:: Data section ::
PR #129, opened 2019-03-04
Fix conditionals on max_batch_size == 0 and add test with different batch sizes

GuanLuo:


qa/L0_perf_client/test.sh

:: Directions ::
Set down the whole listing once more, precisely as written.

:: Problem solution ::
PR #129, opened 2019-03-04
Fix conditionals on max_batch_size == 0 and add test with different batch sizes

GuanLuo:


qa/L0_perf_client/test.sh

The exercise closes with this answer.